Lines holding the word "exit" are the ones to copy from the data below.

[Collected data]
—————

PR #159, opened 2024-04-10
test(PL-2576): add joy pr promote e2e tests

silphid:
* Added e2e test for `joy pr promote`
* Introduced a `CatalogBuilder` to help us avoid defining test catalogs in-memory in a concise yet flexible way.
* Added `--no-prompt`, `--target-env` and `--disable` flags to `joy pr promote` command to make it testable, but also usable non-interactively.
* Made `joy pr promote` command testable, with parametrizable stdout
* Refactored tests for links to use `CatalogBuilder`


api/v1alpha1/environment.go
```diff
@@ -136,7 +136,7 @@ func GetEnvironmentsByNames(environments []*Environment, names []string) []*Envi
 	return envs
 }
 
-func (e *Environment) IsPromotableTo(targetEnv *Environment) bool {
+func (e Environment) IsPromotableTo(targetEnv *Environment) bool {
```
davidmdm, line 139: If we are unifying the receiver names, can we agree to prefer short but non letter names? I think `env.Spec` reads much better than `e.Spec`.

The only exception I believe in is the actual conventions like `w` for io.Writer, `r` for io.Reader, b for `bytes.Buffer` etc.

ayahajar: I personally go for letters with receivers but I'm fine with both

silphid: I'm OK with that, but we already have a huge amount of 1-letter receivers! 🤷

davidmdm (approved):

PR #40, opened 2018-04-10
Add .travis.yml, with Appengine creds for Travis

lukebjerring:
Travis creds are from Appengine.

- Downloaded a copy of the travis-ci service account key
- Copied to `client-secret.json`
- Ran `travis encrypt-file client-secret.json`
- Remove the original (unencrypted) client-secret.json

PR #41, opened 2018-04-10
Add Travis staging deploy job

lukebjerring:
Building on #40 

Adds an Appengine staging deployment step to travis, which re-uses the `git-deploy.sh` standard version naming to name the Appengine `--version` flag after the `[user]-[branch]` combo.

The deploy also comments on the PR that triggered the build, providing a link to the deployed staging environment (using the GITHUB_TOKEN, which was added to Travis using `travis encrypt GITHUB_TOKEN=secret_sauce`.


Makefile
```diff
@@ -58,3 +58,8 @@ go_deps: $(find .  -type f | grep '\.go$' | grep -v '\.pb.go$')
 dev_data:
 	cd $(WPTD_GO_PATH)/util; go get -t ./...
 	go run util/populate_dev_data.go
+
+webapp_deploy_staging:
+	gcloud config set project wptdashboard
+	gcloud auth activate-service-account --key-file $(WPTD_PATH)/client-secret.json
+	cd $(WPTD_PATH)/git; ./git-deploy -q
```
Hexcles: What is `git-deploy`? I don't see the file under `git/`.

lukebjerring: It's moved to `util/deploy.sh` since I originally authored this.

Hexcles:
In fact, all Travis jobs are failing. Something is wrong with the Makefile/Docker setup. Do you copy the Makefile into Docker? The Travis jobs try to make *inside* Docker and fail because Makefile can't be found.

The other jobs are hard failures (red) because they fail inside the `script` section (they have non-empty `MAKE_TEST_TARGET`), while `webapp_deploy_staging` only has `MAKE_DEPS_TARGET` (which is in the `install` section).

lukebjerring:
Added ` || exit $?` to the script to ensure the failed task fails the build.

util/deploy.sh
```diff
@@ -23,30 +27,67 @@ info "Installing dependencies..."
...
+if [[ "${QUIET}" != "true" ]]
+then
+    confirm "Execute?"
+    if [ "${?}" != "0" ]; then exit "${?}"; fi
+fi
 
 info "Executing..."
-${COMMAND}
-exit 0
+${COMMAND} || exit $?
```
Hexcles: If you find yourself repeating this pattern, you can try to add `set -e` at the top of your Bash script, which will exit the script immediately if any command fails. Then, for the commands that you think may (and can) fail, add `|| true` at the end of those lines instead.

(In fact, I'd recommend doing so, but I'm not sure if it'll break anything existing; you can try it out.)

lukebjerring:
OK, build is now (correctly) red on a failed deploy :+1:

lukebjerring:
Running at https://travis-staging-deployment-dot-wptdashboard.appspot.com

lukebjerring:
@Hexcles - turns out one of the many plaguing problem was just `\r` chars. As you can see from https://github.com/web-platform-tests/wpt.fyi/pull/41#issuecomment-382545589 the the task now succeeds - and the token is commenting as me, which is a blocker for sure.

BUT, it's ready for review!

.travis.yml
```diff
@@ -52,41 +56,53 @@ before_install: |
...
+    if [ "${MAKE_DEPS_TARGET}" != "" ]; then
+      docker exec -t -u 0:0 "${DOCKER_INSTANCE}" make "${MAKE_DEPS_TARGET}" || exit $?
+    fi
 
 script:
-  - |
+  - | # Deploy PR to staging environment
+    if [ "${MAKE_DEPLOY_TARGET}" != "" ]; then
+      echo "Copying output to ${TEMP_FILE:=$(mktemp)}"
+      docker exec -t -u $(id -u $USER):$(id -g $USER) "${DOCKER_INSTANCE}" make "${MAKE_DEPLOY_TARGET}" BRANCH_NAME=${TRAVIS_PULL_REQUEST_BRANCH} 2>&1 | tee ${TEMP_FILE}
```
Hexcles: Can we add a comment here for why we need to redirect stderr to stdout, given the huge amount of time spent on figuring this out?

.travis.yml
```diff
@@ -52,41 +56,53 @@ before_install: |
...
+      if [ "${EXIT_CODE:=${PIPESTATUS[0]}}" != "0" ]; then exit ${EXIT_CODE}; fi
+      DEPLOYED_URL="$(grep -Po 'Deployed to \K.*$' ${TEMP_FILE})"
```
Hexcles: What about

```bash
grep -Po 'Deployed to \K\S$' ${TEMP_FILE}
```

`\S` for non whitespace, so that we don't need to `tr` in `deploy-comment.sh`. This would be more intuitive and future-proof IMHO. For example, if later we want to use `${DEPLOYED_URL}` in some other command/script, we don't need to trim it again.

util/deploy-comment.sh
```diff
@@ -0,0 +1,55 @@
+#!/bin/bash
+
+# Helper script for posting a GitHub comment pointing to the deployed environment,
+# from Travis CI. Also see deploy.sh
+
+# Ensure no carriage returns or newlines
+STAGING_URL="$(echo $1 | tr -d '\r\n')"
```
Hexcles: See comment above.

.travis.yml
lukebjerring: Done

.travis.yml
lukebjerring: grep prints a trailing newline. Moved the `tr` into .travis.yml though.

util/deploy-comment.sh
lukebjerring: Removed.

lukebjerring:
Submitting with myself as the commenter until https://github.com/web-platform-tests/wpt-pr-bot/issues/17 is resolved.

—————

=== Answer to this exercise ===
Added ` || exit $?` to the script to ensure the failed task fails the build.
+    if [ "${?}" != "0" ]; then exit "${?}"; fi
-exit 0
+${COMMAND} || exit $?
Hexcles: If you find yourself repeating this pattern, you can try to add `set -e` at the top of your Bash script, which will exit the script immediately if any command fails. Then, for the commands that you think may (and can) fail, add `|| true` at the end of those lines instead.
+      docker exec -t -u 0:0 "${DOCKER_INSTANCE}" make "${MAKE_DEPS_TARGET}" || exit $?
+      if [ "${EXIT_CODE:=${PIPESTATUS[0]}}" != "0" ]; then exit ${EXIT_CODE}; fi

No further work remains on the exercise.